On September 19, 1992, Rogers filed a voluntary petition in bankruptcy under Chapter 7 of the Bankruptcy Code. On December 17, 1992, Otto B. White filed a complaint to determine the dischargeability of a judgment obtained by White against Rogers for $250,000.00 awarded by a state court in a default judgment in favor of White. Rogers was prosecuted in the Criminal Court of Davidson County, Tennessee, and was found guilty of maliciously shooting White. The civil judgment of default was entered against Rogers as a result of the shooting. The judgment recited a specific finding of fact that the shooting was an intentional and malicious act.
On July 27, 1993, the bankruptcy court entered an order granting White's motion for summary judgment and declaring that the $250,000.00 civil judgment against Rogers was nondischargeable under 11 U.S.C. § 523(a) (6). The district court affirmed the bankruptcy court's decision in an order entered December 10, 1993.
When reviewing a decision of a district court that reviews a bankruptcy court order, this court reviews the district court's decision de novo. First Nat'l Bank v. Rafoth (In re Baker & Getty Fin. Servs., Inc.), 974 F.2d 712, 717 (6th Cir. 1992). Upon review, we affirm.
For purposes of this appeal, the sole issue is whether the state court default judgment against Rogers is entitled to collateral estoppel effect. The principles of collateral estoppel apply in dischargeability actions under Sec. 523(a) of the Bankruptcy Code. Grogan v. Garner, 498 U.S. 279, 284 (1991); Spilman v. Harley, 656 F.2d 224, 227 (6th Cir. 1981). Under the standards of full faith and credit enunciated in 28 U.S.C. § 1738, "a federal court must give to a state-court judgment the same preclusive effect as would be given that judgment under the law of the State in which the judgment was rendered." Migra v. Warren City Sch. Dist. Bd. of Educ., 465 U.S. 75, 81 (1984). "There is no compelling statement of federal bankruptcy law which expressly or impliedly excepts to the normal operation of Sec. 1738 where the state court judgment for which issue preclusive effect is sought is a default judgment." Harris v. Byard (In re Byard), 47 B.R. 700, 707 (Bankr.M.D. Tenn. 1985).

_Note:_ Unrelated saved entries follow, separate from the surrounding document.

PR #4260, opened 2024-06-19
fix due date when using back button

### LINKED ISSUE #4204: Due dates duplicating for boundwith records after using the browser "back" button
We got a report via SearchWorks feedback (from a library staff member) that praised when we show the due date from the parent record on the child record in "At the library". But the feedback was qualified that the due date "displays twice".  It appears that the due date is duplicated each time the browser back button is used. This seems to happen on both the parent on the child record. But it's particular obvious when you click on a child record, then the link to the parent record.  The only way to get back to the child record is to use the browser back button.

Here's a screen shot after using the back button twice on a child record:
image

Boundwith record used in the report: 
https://searchworks.stanford.edu/view/8003016

dnoneill:
closes #4204

### DIFF
--- a/app/javascript/controllers/live_lookup_controller.js
+++ b/app/javascript/controllers/live_lookup_controller.js
@@ -25,7 +25,8 @@ export default class extends Controller {
           status_text.html(live_data.status)
         }
 
-        if (live_data.due_date) {
+        // check for due date and if date in temporary location (if the user goes to the page by hitting back).
+        if (live_data.due_date && !temporary_location.text().includes('Due')) {
           temporary_location.append(`Due ${live_data.due_date}`);
         }
       }


app/javascript/controllers/live_lookup_controller.js
```diff
@@ -25,7 +25,7 @@ export default class extends Controller {
           status_text.html(live_data.status)
         }
 
-        if (live_data.due_date) {
+        if (live_data.due_date && !temporary_location.text().includes('Due')) {
```
jcoyne, line 28: Would you mind adding a code comment here explaining what this is doing?

jcoyne (changes requested):

app/javascript/controllers/live_lookup_controller.js
```diff
@@ -25,7 +25,8 @@ export default class extends Controller {
           status_text.html(live_data.status)
         }
 
-        if (live_data.due_date) {
+        // Check if there is a due date and if the due date is already in temporary location.
```
jcoyne, line 28: Why would there already be a due date?  Can you give a bit more context?

jcoyne (changes requested):

jcoyne (approved):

In Spilman, we set out the three essential elements of issue preclusion or collateral estoppel. The party seeking preclusion must show that the precise issue was: (1) raised in the prior proceeding; (2) actually litigated; and (3) necessary to the outcome of the case. 656 F.2d at 228.

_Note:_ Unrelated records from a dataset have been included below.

PR #4284, opened 2024-06-28
Move courses db

hudajkhan:
Closes https://github.com/sul-dlss/SearchWorks/issues/4175 .

What this pull request does:

- Removes courses.json from version control.
- Updates FOLIO types to remove courses from the list of classes to be synced to files.
- Updates the database to include a course reserves table that will capture name, course number, id, and instructors list (as an array).
- Since Course Reserve now uses "instructors" instead of "instructor", there are updates to the spelling in various places.
- A rake task now enables retrieving course information from FOLIO and updating the database.  Courses that are in the database but not in the latest list retrieved from FOLIO are deleted.  
- Schedule.rb has an added entry to kick off the rake task every hour.
- One server from stage and production now are designated with the role "courses". This role is used to kick off the course update task.
- For testing, I've also removed the course reserves facet values listed in the fixture Solr documents. The reason for this is that many of these tests were failing because the course reserve info is no long read in directly from files but these tests were not testing course reserve functionality directly. I've instead updated the tests that do review course reserve functionality directly to use FactoryBot CourseReserve objects.
- There is one feature test I merged in directly with a component test (since it was testing the rendering of content within that component anyway). A final feature test I added "skip" too because I'm not sure how to handle this scenario. If a better test approach is possible, we can work on that.


app/models/course_reserve.rb
```diff
@@ -1,35 +1,8 @@
 # frozen_string_literal: true
 
 # The store of course reserve data from courses.json
```
corylown, line 3: I think this comment is no longer accurate.

corylown (changes requested):

app/models/course_reserve.rb
hudajkhan: I changed it

corylown (approved):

The major area of dispute in this case is the requirement that the issues be "actually litigated" in the state court action. "If the important issues were not actually litigated in the prior proceeding, as is the case with a default judgment, then collateral estoppel does not bar relitigation in the bankruptcy court." Id. Before collateral estoppel is applied, "the bankruptcy court must determine if the issue was actually litigated and was necessary to the decision in the state court. To do this, the bankruptcy court should look at the entire record of the state proceeding, not just the judgment...." Id.

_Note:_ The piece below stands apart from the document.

PR #4311, opened 2024-07-09
Remove courses role; use db role for updating course data and pruning guest user data

corylown:
This PR is an alternative to https://github.com/sul-dlss/SearchWorks/pull/4310 with more cleanup of roles.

In the present case, the bankruptcy court properly examined the entirety of the state court proceedings, including the civil proceeding as well as the criminal proceeding. The state court civil proceeding was based upon the testimony of White, statements of White's counsel, and the record as a whole, that White sustained serious physical injuries, thereby incurring substantial medical bills and a substantial lost earning capacity, by reason of Rogers's intentional and malicious act of shooting White in the neck with a shotgun. The state court also awarded punitive damages. The taking of evidence and finding of maliciousness do constitute "actually litigating" the necessary issues.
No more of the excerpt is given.